Entah untuk keberapa kalinya dia menangis karena ulah pria yang menurutnya brengsek itu, dan kini dia kembali menangis karenanya. Sekarang Clara merasa hidupnya benar-benar hancur terutama karena tidak ada lagi sosok ibunya yang akan menguatkannya seperti dulu. Sikap Cliff yang mulai membangkang pun tak ayal membuatnya semakin frustasi. Tapi lebih dari itu semua, Clara tidak tahu lagi bagaimana cara untuk membesarkan Cliff. Dia sudah tidak bisa lagi membawakan darah hewan untuk Cliff. Clara benar-benar putus asa sekarang, dia bahkan mulai memikirkan mungkin saja kelak dia akan mati di tangan putranya sendiri karena dia akan dijadikan santapan olehnya. Berlebihan memang tapi itulah yang ditakutkan Clara saat ini. Pemikiran itu memenuhi kepalanya, dia merasa telah sepenuhnya kehilangan semangat untuk melanjutkan hidup.
Dia menatap ke arah ransel yang tergeletak tidak jauh darinya.
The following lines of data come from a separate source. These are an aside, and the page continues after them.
PR #933, opened 2019-07-18
Reduced the number of tx per block if the last view was because some tx

shargon:
Close https://github.com/neo-project/neo/issues/988


neo/Consensus/ConsensusContext.cs
```diff
@@ -213,6 +215,15 @@ public ConsensusPayload MakePrepareRequest()
             IEnumerable<Transaction> memoryPoolTransactions = Blockchain.Singleton.MemPool.GetSortedVerifiedTransactions();
             foreach (IPolicyPlugin plugin in Plugin.Policies)
                 memoryPoolTransactions = plugin.FilterForBlock(memoryPoolTransactions);
+
+            if (nextBlockLight)
```
vncoelho: Maybe we can have some functions for leaving the code more clear.
If @erikzhang and @igormcoelho agree with this change I can help to try to organize it better.

erikzhang:
Why we need to reduced the number of tx per block?

shargon:
Is reduced only if the last view was changed because some transaction doesn't arrived on time, because is more possible to create a new block, with less transactions

erikzhang:
I doubt if this can really improve. Need to be tested to know.

vncoelho:
@shargon, I believe that, for simplicity, we can close this for now.

But let's keep the idea in mind in case of future needs.

shargon:
> But let's keep the idea in mind in case of future needs.

The best way is leave it open

vncoelho:
Good, @shargon.

We can also try a linear formula that reduces to 1/2, 1/4, 1/8, ..., if the `changeview`s have been consecutively happened because of `invalid` or `no found`.

vncoelho:
This PR does not need UT's for confirming gains, @lock9.
It is more a strategical strategy.

But I believe that an issue could be good for us to discuss this and other possibilities related to this topic, @shargon.

shargon:
If the last view change was because the other CN haven't got some transactions, there are more chance to get a new block if the next proposal have instead of 500 tx, 250. If you reduce the number of transactions in the next block, you increase the chance of the agreement.

igormcoelho:
Agree with Erik, dont know if this works on practice... not too intuitive to me the effects.

vncoelho:
If a tx is not found I believe that this PR is suitable, but for `ChangeViewReason.TxInvalid` I think that a better strategy would be needed.

neo/Consensus/ConsensusContext.cs
```diff
@@ -43,6 +43,8 @@ internal class ConsensusContext : IDisposable, ISerializable
         private readonly Store store;
         private readonly Random random = new Random();
 
+        private bool nextBlockLight = false;
```
lock9: What do you mean by "nextBlockLight"?

shargon: I want to produce a block with half of transactions in the next block, 250 if the block max is 500. why? because is easier for the other CN to receive 250 TX than 500, and the view change was because this.

lock9: @shargon can we rename it to "reduceNextBlockSize" or something 'equivalent'?

shargon: Yes, but first decide if it's useful, it is for me hahha

shargon:
> If a tx is not found I believe that this PR is suitable, but for ChangeViewReason.TxInvalid I think that a better strategy would be needed.

If you are suffering a DoS or a big airdrop, you need to produce blocks, you can't stop the chain, so it's easy if these blocks are with less TX, because you will receive more and more, and it's very possible to have different pools, if the network it's congested, why we want 500 TX or nothing?

lock9:
@shargon  should we use number of transactions or limit by block size?
This needs testing scenario that can take some time to be simulated.
@belane do you know if we can test this with neo-resilience?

Dia raih ransel itu dan mengambil sebuah benda yang selalu dibawanya. Sebuah gunting kecil namun cukup tajam kini berada dalam genggamannya. Gunting itu biasanya dia pakai untuk memotong benang jika dia sedang merajut pakaian untuk Cliff. Selama ini untuk mengisi waktu luang, dia selalu membuatkan pakaian untuk Cliff dengan tangannya sendiri.
Entah apa yang direncanakan Clara tapi kini dia meraih buku kecil dari dalam ransel beserta sebuah bolpoin. Terlihat dia menuliskan sesuatu di secarik kertas. Setelah selesai, dia meletakkan kertas itu tidak jauh darinya. Kini atensinya kembali pada gunting kecil yang sudah berada di dalam genggamannya lagi.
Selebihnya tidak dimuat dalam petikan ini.